-- Opening Marker --

PR #2960, opened 2026-07-16
breaking: utilize a cached file descriptor for logging & own dnsmasq.log

darkexplosiveqwx:
## Breaking changes

**`files.log.dnsmasq = "-"` is no longer supported.** The `"-"` value used to select stderr logging via dnsmasq's `log-facility`. Since FTL writes `pihole.log` itself, this value is retired: when it is encountered, FTL logs a hint and migrates existing `-` values to the default path (`/var/log/pihole/pihole.log`) instead of silently creating a file named `-`.

**Custom `log-facility` settings in dnsmasq configs no longer take effect.** Since FTL owns `pihole.log` and dnsmasq's own file-write path is bypassed, neither `log-facility=<path>` nor `log-facility=-` in a custom dnsmasq config (e.g. `dnsmasq.d`) is honored anymore - every dnsmasq line goes to `files.log.dnsmasq` regardless of what the option points at, including stderr. This is also why `files.log.dnsmasq = "-"` (which generated `log-facility=-`) is retired: the stderr channel it selected no longer exists in the daemon path.

**dnsmasq's `log-async` option is dropped from the generated config.** The option drove dnsmasq's asynchronous writer queue, which this PR bypasses entirely, so it no longer had any effect. The trade-off: every query-log line is now a blocking `write()` on the DNS thread. A dedicated asynchronous writer for FTL is planned in the future.

**FTL owns `pihole.log` and keeps descriptors open, so rotation now needs `SIGUSR2`.** This also applies to `FTL.log` and `webserver.log`, which previously re-opened per line and needed no postrotate. The companion [pi-hole/pi-hole#6672](https://github.com/pi-hole/pi-hole/pull/6672) adds `kill -USR2` to the `FTL.log` and `webserver.log` logrotate stanzas.

FTL writes `FTL.log` and `webserver.log` today by opening, writing and closing the file for every line. This PR replaces that with a cached file descriptor per log file and extends the same mechanism to `pihole.log`, which from now on is written by FTL itself instead of by dnsmasq.

dnsmasq's own stderr/file/syslog write paths are bypassed: every dnsmasq line is routed through FTL and appended to `pihole.log` via the cached descriptor. This gives all three logs a consistent on-disk format and makes FTL the single owner of all on-disk logging.

The mechanism is the design discussed in https://github.com/pi-hole/FTL/pull/2897, and this PR builds on top of https://github.com/pi-hole/FTL/pull/2958.

- **Cached descriptors:** a `struct log_fd` per log file caches the path, descriptor, reopen flag and a per-file mutex. Writes are plain `O_APPEND` `write()`s (atomic per line); the mutex only guards the `SIGUSR2` reopen.
- **Fork safety:** `pthread_atfork()` handlers take and release all three per-file mutexes around `fork()`, registered before any threads or dnsmasq forks exist. A TCP-query fork can never inherit a locked log mutex and hang the first log write there.
- **`SIGUSR2` handling:** FTL registers its own `SIGUSR2` handler (replacing dnsmasq's) that marks all three logs for reopen. `write_log_line()` tests the reopen *before* the `fd == -1` fast path, so a failed initial open (missing directory, transient `EACCES`, rotation timing) is recovered instead of disabling that log for the life of the process. `SIGUSR2` in the TCP-query forks is ignored.
- **dnsmasq routing:** `my_syslog()` logs through `FTL_dnsmasq_log()`/`FTL_write_dnsmasq_log()`; dnsmasq's own file and syslog fallback paths are bypassed. `echo_stderr` is kept so `dnsmasq --test` errors still reach stderr (used by config testing).
- **Fallbacks:** a failed `pihole.log` open is reported at startup (the message adapts to `misc.hide_dnsmasq_warn`); while `pihole.log` is unavailable, dnsmasq warnings and errors fall back to syslog so they are not silently dropped for the lifetime of the process. `webserver.log` messages keep their existing relay to `_FTL_log()` for `<= LOG_WARNING` when no descriptor is available.
- **Privilege handling:** `FTL_fork_and_bind_sockets()` now chowns `webserver.log` and `pihole.log` alongside `FTL.log` when dropping from root, so freshly created files are `pihole`-owned.
- **Flush:** `pihole.log` is truncated through the cached descriptor on the flush timer instead of the `fopen("w")` + close + reopen dance.
- **Timestamps:** the dnsmasq timestamp buffer uses `ctime_r()` (locale-independent, thread-safe) so `pihole.log` lines stay byte-identical to what we wrote before, in any locale.

- Start/restart FTL, enable query logging, and confirm replies land in `pihole.log` with the same format as before.
- `logrotate --force` the Pi-hole log files (or send `kill -USR2` manually) and confirm FTL reopens the fresh files instead of writing into the rotated ones.
- Set `files.log.dnsmasq` to `"-"` via `pihole-FTL --config files.log.dnsmasq "-"` and verify that it is rejected.
- Run `pihole-FTL --config` / `--teleporter` etc. as a non-root user and confirm no log files are created.

## Link documentation PRs if any are needed to support this PR:

A docs PR covering the many logging changes is planned but not yet opened.

---

---

### DIFF
--- a/src/log.c
+++ b/src/log.c
@@ -28,10 +28,87 @@
 #include "database/query-table.h"
 // runGC()
 #include "gc.h"
+// open(), O_WRONLY, O_CREAT, O_APPEND, O_CLOEXEC
+#include <fcntl.h>
 
 static bool print_log = true, print_stdout = true;
-static bool ftl_log_available = true;
 bool debug_flags[DEBUG_MAX] = { false };
+
+// Per-file log state: fd, path, writer-preferenced lock, reopen flag
+struct log_fd {
+	int fd;
+	const char *path;
+	pthread_mutex_t lock;
+	volatile sig_atomic_t reopen_needed;
+};
+
+static struct log_fd ftl_log = { .fd = -1, .lock = PTHREAD_MUTEX_INITIALIZER };
+static struct log_fd webserver_log = { .fd = -1, .lock = PTHREAD_MUTEX_INITIALIZER };
+static struct log_fd dnsmasq_log = { .fd = -1, .lock = PTHREAD_MUTEX_INITIALIZER };
+
+// dnsmasq forks per TCP query while FTL threads may be mid-write; without
+// atfork handling the child would inherit a locked log mutex and hang on the
+// first my_syslog() there.  Lock/unlock all log mutexes around fork().
+static void log_atfork_prepare(void)
+{
+	pthread_mutex_lock(&ftl_log.lock);
+	pthread_mutex_lock(&webserver_log.lock);
+	pthread_mutex_lock(&dnsmasq_log.lock);
+}
+static void log_atfork_parent(void)
+{
+	pthread_mutex_unlock(&ftl_log.lock);
+	pthread_mutex_unlock(&webserver_log.lock);
+	pthread_mutex_unlock(&dnsmasq_log.lock);
+}
+static void log_atfork_child(void)
+{
+	pthread_mutex_unlock(&ftl_log.lock);
+	pthread_mutex_unlock(&webserver_log.lock);
+	pthread_mutex_unlock(&dnsmasq_log.lock);
+}
+
+// Return 1 if this fd is associated with any logfile to avoid
+// dnsmasq closing it during initialization
+int __attribute__((pure)) is_log_fd(const int fd)
+{
+	return fd == ftl_log.fd || fd == webserver_log.fd || fd == dnsmasq_log.fd;
+}
+
+// Writer-preferenced per-file lock: only the fd for this specific log is
+// held, so writes to different files never contend.  The reopen flag is
+// per-file so SIGUSR2 only touches the fd that actually needs it.
+static bool write_log_line(struct log_fd *log, const char *line, size_t len)
+{
+	if(log->fd == -1)
+		return false;
+
+	pthread_mutex_lock(&log->lock);
+
+	if(log->reopen_needed)
+	{
+		log->reopen_needed = 0;
+		close(log->fd);
+		log->fd = open(log->path, O_WRONLY|O_CREAT|O_APPEND|O_CLOEXEC, S_IRUSR|S_IWUSR|S_IRGRP);
+	}
+
+	ssize_t written = 0;
+	while(written < (ssize_t)len)
+	{
+		ssize_t rc = write(log->fd, line + written, len - written);
+		if(rc == -1)
+		{
+			if(errno == EINTR)
+				continue;
+			pthread_mutex_unlock(&log->lock);
+			return false;
+		}
+		written += rc;
+	}
+
+	pthread_mutex_unlock(&log->lock);
+	return true;
+}
 
 void clear_debug_flags(void)
 {
@@ -45,26 +122,61 @@ void log_ctrl(bool plog, bool pstdout)
 	print_stdout = pstdout;
 }
 
-void init_FTL_log(void)
+// Open cached log fds from config paths.
+// open_log_fds(true):  open FTL.log only (called early, before full config)
+// open_log_fds(false): open webserver.log + pihole.log (called after config)
+void open_log_fds(bool ftl)
 {
-	// Open the log file in append/create mode
-	if(config.files.log.ftl.v.s != NULL)
+	if(ftl)
 	{
-		FILE *logfile = NULL;
-		if((logfile = fopen(config.files.log.ftl.v.s, "a+")) == NULL)
+		// FTL.log - path is known from getLogFilePath()
+		if(config.files.log.ftl.v.s != NULL)
 		{
-			printf("ERROR: Opening of FTL log (%s) failed: %s\nUsing syslog instead!\n",
-			       config.files.log.ftl.v.s, strerror(errno));
-			syslog(LOG_ERR, "Opening of FTL\'s log file failed, using syslog instead!");
-			ftl_log_available = false;
+			ftl_log.path = config.files.log.ftl.v.s;
+			ftl_log.fd = open(ftl_log.path, O_WRONLY|O_CREAT|O_APPEND|O_CLOEXEC, S_IRUSR|S_IWUSR|S_IRGRP);
+			if(ftl_log.fd == -1)
+			{
+				printf("ERROR: Opening of FTL log (%s) failed: %s\nUsing syslog instead!\n",
+				       ftl_log.path, strerror(errno));
+				syslog(LOG_ERR, "Opening of FTL\'s log file failed, using syslog instead!");
+			}
 		}
-		else
-			ftl_log_available = true;
-
-		// Close log file
-		if(logfile != NULL)
-			fclose(logfile);
+		return;
 	}
+
+	// webserver.log + pihole.log - paths are known after readFTLconf()
+	if(config.files.log.webserver.v.s != NULL)
+	{
+		webserver_log.path = config.files.log.webserver.v.s;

-- Closing Marker --

**HOW TO COMPLETE THIS TASK:**
Return every line of the listing above where "pstdout" appears.

**ANSWER SECTION:**
@@ -45,26 +122,61 @@ void log_ctrl(bool plog, bool pstdout)
 	print_stdout = pstdout;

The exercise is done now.